The Hypertext Transfer Protocol (HTTP) is used to fetch most documents on the Web. It is formally specified in RFC 2616, but this section explains everything you need to know to use LWP.
HTTP is a server/client protocol: the server has the file, and the client wants it. In regular web surfing, the client is a web browser such as Mozilla or Internet Explorer. The URL for a document identifies the server, which the browser contacts and requests the document from. The server returns either in error ("file not found") or success (in which case the document is attached).
Example 2-1 contains a sample request from a client.
GET /daily/2001/01/05/1.html HTTP/1.1 Host: www.suck.com User-Agent: Super Duper Browser 14.6 [blank line]
A successful response is given in Example 2-2.
HTTP/1.1 200 OK Content-type: text/html Content-length: 24204 [blank line] [and then 24,204 bytes of HTML code]
A response indicating failure is given in Example 2-3.
HTTP/1.1 404 Not Found Content-type: text/html Content-length: 135 <html><head><title>Not Found</title></head><body> Sorry, the object you requested was not found. </body><html> [and then the server closes the connection]
The request line says what the client wants to do (the method), what it wants to do it to (the path), and what protocol it's speaking. Although the HTTP standard defines several methods, the most common are GET and POST. The path is part of the URL being requested (in Example 2-1 the path is /daily/2001/01/05/1.html). The protocol version is generally HTTP/1.1.

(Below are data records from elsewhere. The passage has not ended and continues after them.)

PR #242, opened 2026-09-19
test: cover skill marketplace helpers

### LINKED ISSUE #237: web: the remaining skills/shared.ts helpers have no test coverage
#219 covered `popularity`, `compact` and `registryLabel`. The rest of `web/src/pages/skills/shared.ts` is still uncovered — the file sits at **45.8%** statements, with lines 21-26, 35-46 and 63-67 untouched:

- `registryChip()` — `shared.ts:24`
- `scriptsChip()` — `shared.ts:34`
- `shortSHA()` — `shared.ts:38`
- `formatDate()` — `shared.ts:42`
- `installPath()` — `shared.ts:62`
- `kebab()` — `shared.ts:66`

All pure, all small.

Worth pinning:

- `registryChip` reads from the `REGISTRY` map and composes a style through `chip(fg, bg, bd)`. Assert the three colours come from the registry entry rather than restating hex values in the test — and cover a registry value that is not in the map, since that is where a fallback either exists or throws.
- `shortSHA` and `formatDate` both take an **optional** argument. `undefined` and `""` are the cases that matter; a bare happy-path test misses exactly the input the UI passes when the field is absent.
- `formatDate` renders an ISO string — pin what an unparseable string does, not just a valid one.
- `kebab` is the one with real edge cases: spacing, casing, and characters that are neither, plus what happens to an already-kebab string (it must be idempotent).
- `installPath` composes a path from a name — cover a name that needs kebab-ing so the two helpers are pinned together.

### Notes

Add to the existing `web/src/pages/skills/shared.test.ts`.

Run with `npx vitest run web/src/pages/skills/shared.test.ts` from the repo root — `web/` is an npm workspace, so running vitest from inside `web/` is not the path we use.

Worth checking your own test the way we check them: make `shortSHA` ignore its undefined guard, or make `kebab` stop lowercasing, and confirm your test fails. If it still passes, the case is not pinning the rule.

nightcityblade:
Fixes #237

Covers registry style fallback, script chips, SHA and date edge cases, kebab normalization, and install paths.

Tests: npm test -w web -- --run src/pages/skills/shared.test.ts (9 passed)


mar-schmidt:
Merged. Same as #240 — #229 created `shared.test.ts` after you branched, so the collision was ours, not a mistake on your end. Rebased and folded your cases in unchanged.

Mutation-tested: moving the `registryChip` fallback off github, swapping fg/bg, shifting `shortSHA` to 8, removing the NaN guard in `formatDate`, dropping `kebab`'s trim, and skipping `kebab` in `installPath` all fail a test.

One note: the `!iso` guard in `formatDate` is unreachable-by-observation — `new Date(undefined)` and `new Date("")` are both Invalid Date, so the NaN check below already covers it. Your assertions are right, there is just nothing distinct to pin there.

Each header line consists of a key and a value (for example, User-Agent: SuperDuperBrowser/14.6). In versions of HTTP previous to 1.1, header lines were optional. In HTTP 1.1, the Host: header must be present, to name the server to which the browser is talking. This is the "server" part of the URL being requested (e.g., www.suck.com). The headers are terminated with a blank line, which must be present regardless of whether there are any headers.
The optional message body can contain arbitrary data. If a body is sent, the request's Content-Type and Content-Length headers help the server decode the data. GET queries don't have any attached data, so this area is blank (that is, nothing is sent by the browser). For our purposes, only POST queries use this third part of the HTTP request.
The following are the most useful headers sent in an HTTP request.
"Referrer" would be a more correct English spelling of the word, but "Referer" got frozen into the spec years ago. Maybe the blame lies on a UK (or Irish, Indian, etc) person mistakenly assuming that "referer" would be a correct US spelling, the way that UK "traveller" does become "traveler" in the US. Admittedly, it is a confusing enough issue.
"www.youthere.int"? Yes, there's an ".int" TLD. It's for international treaty organizations (like the World Health Organization or NATO), which means that it will likely be permanently free of clever (or even non-acronymic) domain names. So I use it extensively as my suffix for nonsense hostnames throughout this book.
But little did I know when I wrote the book, that RFC 2606 had already reserved
example.com/.net/.orgfor just the purpose of having an example domain name for use in, well, books about the Web, and other such documentation.
The status line states which protocol the server is speaking, then gives a numeric status code and a short message. For example, "HTTP/1.1 404 Not Found." The numeric status codes are grouped—200-299 are success, 400-499 are permanent failures, and so on. A full list of HTTP status codes is given in Appendix B, "HTTP Status Codes".
The header lines let the server send additional information about the response. For example, if authentication is required, the server uses headers to indicate the type of authentication. The most common header—almost always present for both successful and unsuccessful requests—is Content-Type, which helps the browser interpret the body. Headers are terminated with a blank line, which must be present even if no headers are sent.
Many responses contain a Content-Length line that specifies the length, in bytes, of the body. However, this line is rarely present on dynamically generated pages, and because you never know which pages are dynamically generated, you can't rely on that header line being there.
(Other, rarer header lines are used for specifying that the content has moved to a given URL, or that the server wants the browser to send HTTP cookies, and so on; however, these things are generally handled for you automatically by LWP.)
The body of the response follows the blank line and can be any arbitrary data. In the case of a typical web request, this is the HTML document to be displayed. If an error occurs, the message body doesn't contain the document that was requested but usually consists of a server-generated error message (generally in HTML, but sometimes not) explaining the error.